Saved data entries
PR #124, opened 2022-01-21
Commented evaluation process

rocky:
@mmatera thanks - this is the kind of thing we need more of.


mathics/core/expression.py
```diff
@@ -743,7 +755,13 @@ def flatten(
         else:
             return self
 
-    def evaluate(self, evaluation) -> typing.Union["Expression", "Symbol"]:
+    def evaluate(self, evaluation) -> "BaseExpression":
+        """
+        Evaluate until reach a fixed point.
+        """
+        # comment @mmatera: Exceptions (like ReturnInterrupt) should be in a different module
```
rocky, line 762: Yes, I agree. And at this stage it is important to me because we want to reevaluate the overall structure and starting off with something that is unnecessarily complicated doesn't hellp. 

So I have done this in  https://github.com/Mathics3/mathics-core/pull/134

mathics/core/expression.py
```diff
@@ -743,7 +755,13 @@ def flatten(
         else:
             return self
 
-    def evaluate(self, evaluation) -> typing.Union["Expression", "Symbol"]:
+    def evaluate(self, evaluation) -> "BaseExpression":
```
rocky, line 758: This is wrong. What is returned is some subclass of "Expression". I corrected this now in #134 




Furthermore, this I believe is something to be important.   We start

mathics/core/expression.py
```diff
@@ -743,7 +755,13 @@ def flatten(
...
+        """
+        Evaluate until reach a fixed point.
```
rocky, line 760: Personally, I prefer a more expansive style - describing what a fixed point means here. 

But if you don't mind I'll do this at a later date rather than do something now.  

What is here serves is good for now.

mathics/core/expression.py
mmatera: @rocky, ``evaluate`` can return a  ``String`` or a `PrecisionReal` number, not necessarily an  ``Expression``.

mathics/core/expression.py
mmatera: @rocky, I didn't expand that more because I was not sure how much to say:  Something more verbose could be " `evaluate` applies rules associated to the initial expression until the expression failts to be evaluated again or the resulting expression coincides with the previous one. "
But again, I was not sure how much to put in the docstring and how much in the comments...

rocky: Sure, I understand. I have made my attempt not in #134. 

The guide I go for in a docstring: the information that a programmer calling the class or method needs to understand.  So here it is what you put in and what you expect to get out from what you put in and how the two are related. 

Specific implementation details like we use a cache to do this, or opinions like I think this code should be rewritten this way are probably better as a comment.

rocky:
FYI I just came across this https://library.wolfram.com/infocenter/Conferences/4683/ via https://mathematica.stackexchange.com/questions/29353/how-does-return-work which is mentioned in the code

rocky:
@mmatera & @TiagoCavalcante  the next weekend or so, I plan on going over `evaluate_next()`  especially incorporating the comments here.   

One thing, small as it is, has been bothering me for a while. I would like to rename `evaluate_next()` to `evaluate_step()`.

The "next" part never made sense, in that next can refer to the first time, or only time. (Python's `next()` function is like that too, but I think this too isn't ideal)

"step", makes more sense to me: the top level calls a number of evaluation steps.  Even better would be "transform_and_evaluate_step" since each step isn't just about evaluation but it includes a transformation step beforehand.

Your thoughts?

mmatera:
``evaluation_step`` seems good to me. I would avoid very long names...

rocky:
> `evaluation_step` seems good to me. I would avoid very long names...

I generally agree with one exception which occurs here. When the function is used from basically one place, as it is here, then a long name also serves to emphasize that. 

There is _another_ method in class `BaseExpression()`  called `evaluate_next`  which calles `evaluate()` and it's `evaluate()` method calls `check_stopped()`.  Of course there are no docstrings on either and I find this pretty confusing. I wonder what's up here. Is this intentional or a mistake?

TiagoCavalcante:
@rocky I have no problem with long names, but I think that just the prefix "evaluate_" is better because of `evaluate_fast`.

rocky:
> @rocky I have no problem with long names, but I think that just the prefix "evaluate_" is better because of `evaluate_fast`.

Right now this doesn't exist. As I understand it though, there is first a process by which transformation occurs _before_ the evaluation process with Python class method resolution.  So there might still be  other methods called from the transform-and-evaluate step. And caching the last method that was used might get integrated into the pure evaluation part. 

I expect the Expression object to change a bit.as well as the Symbol (which you might think of as a "variable" object). The expression object might have alternate forms like the expression a form that is more suitable for sympy, and the Symbol might have a slot for the last Python class method that was called along with some sort of signature of the arguments for that call.

All of this is speculative though. And I am not opposed to changing the function name more than once. 

The two things though that are misleading about `evaluate_next` is that not only is "next" a weird choice, but so is "evaluate" because generally expression transformation generally as part of evaluation. That is generally thought of as a separate phase and indeed it looks like it is a separate phase here as well.

mmatera:
> I generally agree with one exception which occurs here. When the function is used from basically _one_ place, as it is here, then a long name also serves to emphasize that.

Maybe better would be to have a hidden method (let's say ``_evaluation_step``).

> 
> There is _another_ method in class `BaseExpression()` called `evaluate_next` which calls `evaluate()` and it's `evaluate()` method calls `check_stopped()`. Of course there are no docstrings on either and I find this pretty confusing. What's up here - is this intentional or a mistake?

I just add some comments about this. Currently, each time the result of `evaluate_next` is an Atom, ``evaluate`` checks that the evaluation was not stopped. Maybe we gain something if this check is just done for `Symbols`.

mathics/core/expression.py
```diff
@@ -776,25 +788,43 @@ def evaluate(
                 "  " * evaluation.recursion_depth + "Evaluating: %s" % expr
             )
         try:
+            # Evaluation loop:
             while reevaluate:
```
rocky, line 792: What is becoming clear is that we are doing a series of _applications_ rather than _evaluations_. 

The word "application" in functional languages is a general term that is used with the form of an expression is modified such as happens in term rewriting. And "application" is also used when you have a list and you read pick out the first element of the list and use that as a function and the remaining leaves as the function parameters. 

See for example: https://stackoverflow.com/a/8869553/546218

rocky:
@mmatera  - This has been very helpful. In gratitude I will be adding comments or notes for things here for discussion and feedback. 

But let's not incorporate that here. Next weekend I would like to use this as a base for rewriting parts of what is called `evaluate_next()` here and in the code. 

One goal in that effort is to be able to test parts of the application, rewrite and evaluation process in isolation and so that we can have a better handle on benchmarking.

mathics/core/expression.py
```diff
@@ -856,16 +904,40 @@ def eval_range(indices):
             eval_range(range(len(leaves)))
             # rest_range(range(0, 0))
 
+        # Step 2: Build a new expression. Notice that leaves are given
```
rocky, line 907: I extracted these steps and condensed them a little bit and put this [here](https://stackoverflow.com/a/8869553/546218)  in the developer's guide. 

Steps 2 and 3 are combined there because both really are about building a new expression.

mathics/core/expression.py
```diff
@@ -881,17 +953,30 @@ def eval_range(indices):
...
         if flat & attributes:
             new = new.flatten(new._head, callback=flatten_callback)
+
+        # If the attribute `Orderless` is set, sort the leaves, according to the
+        # `get_sort` criteria.
+        # the most expensive part of this is to build the sort key.
         if orderless & attributes:
             new.sort()
 
+        # Step 4:  Now, rebuilds the ExpressionCache, which tracks which symbols
```
rocky, line 972: This seems to _create_ a new cache, not rebuild an existing one.

That said, right now I am not that concerned with the behavior because this is more a "nice to have" kind of thing rather than a necessary part of the operational logic.

mathics/core/expression.py
```diff
@@ -901,6 +986,33 @@ def flatten_callback(new_leaves, old):
                 else:
                     return threaded, True
 
+        # Step 6: Now,the next step is to look at the rules associated to
```
rocky, line 989: In https://github.com/Mathics3/mathics-development-guide/blob/3a82527c3461e4db838bd0ded4d86fe304a01df6/docs/extending/code-overview/evaluation.rst#search-for-a-rule-in-head-to-apply I greatly condensed the description of step 6.

A lot of what is being described here is how symbols and parameters get bound. All of this really should be its own method that can be independently tested.

mathics/core/expression.py
```diff
@@ -943,11 +1060,27 @@ def rules():
             new = Expression(head)
             new._leaves = tuple(dirty_leaves)
 
+        # copy the "unformatted" form of the original expression,
         new.unformatted = self.unformatted
+        # Step 8:updates the cache and returns the new form, with the reevaluate flag to false.
         new._timestamp_cache(evaluation)
```
rocky, line 1066: I am not sure why we would need to create a new timestamp rather than keep a copy of the old one and restore that.

The same is true for the code above.  

Some care is needed that when we create new timestamps we aren't sharing information from old once, but I think that's already covered.  That said, at least for the cache, I really am not all that interested in resolving what's up here until we have the rest properly isolated made modular and have tests for these.

mathics/core/expression.py
mmatera: In WL, Apply takes wo arguments : a head an an expression, and the result is a new expression with the same leaves of the original, but changing the head to be tee first argument.


In mathics, apply means to apply a replacement rule. Evaluate, on the other hand, is a process in which rules associated to symbols involved in a certain expression are applied iteratively until a fixed point is reached.

mathics/core/expression.py
mmatera: If the cache is rebuilt or created or updated depends on which changes the expression has suffered on the previous steps.

rocky:
@mmatera is this ready for merge?

mmatera:
> @mmatera is this ready for merge?

I think so. We can iterate over this later.

Issue #128, opened 2022-01-23
unhandled exception in Assignment


mmatera:
```
 7/; F[a]:=7
```
raises a unhandled exception instead of aborting the evaluation.

rocky:
This doesn't happen anymore. 

```
In[2]:= 7/; F[a]:=7
SetDelayed::setraw: Cannot assign to raw object 7.
Out[2]= $Failed
```

WMA gives: 

```
In[16]:= 7/; F[a]:=7                                                              

SetDelayed::setrpt: Cannot assign to raw object 7 in pattern 7 /; F[a].

Out[16]= $Failed
```

The error tag is different. But that's a different and less significant issue.

PR #129, opened 2022-01-23
fix issue #128

mmatera:


CHANGES.rst
```diff
@@ -36,8 +37,10 @@ Bugs
 ++++
 
 * ``First``, ``Rest`` and  ``Last`` now handle invalid arguments.
-* ``N`` now handles arbitrary precision numbers when the number of digits is not specified.  
-  
+* ``N`` now handles arbitrary precision numbers when the number of digits is not specified.
```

Problem to solve: Across all the entries above, how many lines have the word "unformatted" in them? Only the number, please.

Solution to this exercise: 2